[東京 25日 ロイター] - 日本百貨店協会が25日発表した1月の全国百貨店売上高は3265億円。店舗数調整後で前年比29.7%の大幅減で、16か月連続でマイナスになった。

1月は、前月(13.7%減)と比べても大幅な落ち込み。11都府県に再発令された「緊急事態宣言」で、対象地区の店舗の営業時間短縮や、主要顧客である高齢層の外出自粛により、入店客数が大きく減少した。このため、緊急事態宣言対象地区の多くが含まれる大都市の百貨店売上高は32.1%減となり、地方の23.2%減と比べて減少幅が大きかった。

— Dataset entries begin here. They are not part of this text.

PR #9086, opened 2024-06-09
chore: fix some comments

longxiangqiao:


electrum/gui/qt/rate_limiter.py
```diff
@@ -98,7 +98,7 @@ def _invoke(self, args, kwargs):
                 self.timer.start(int(diff*1e3))
                 #self.logger.debug("deferring")
         else:
-            # We had a timer active, which means as future call will occur. So return early and let that call happenin the future.
+            # We had a timer active, which means as future call will occur. So return early and let that call happening the future.
```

商品別にみても、主力の衣料品が39.8%減、身の回り品が31.9%減など、軒並み大幅なマイナスとなっている。ただ、株高を背景に、付加価値の高いラグジュアリーブランドや、宝飾品・高級時計など高額品は堅調だった。また、電子商取引(EC)売上高も各社の積極的な施策を背景に大幅に伸びた。バレンタイン商戦も、EC売上高をけん引役に検討しているという。

調査対象の百貨店は73社・196店舗。東京地区は前年比33.8%減で、16カ月連続マイナスとなった。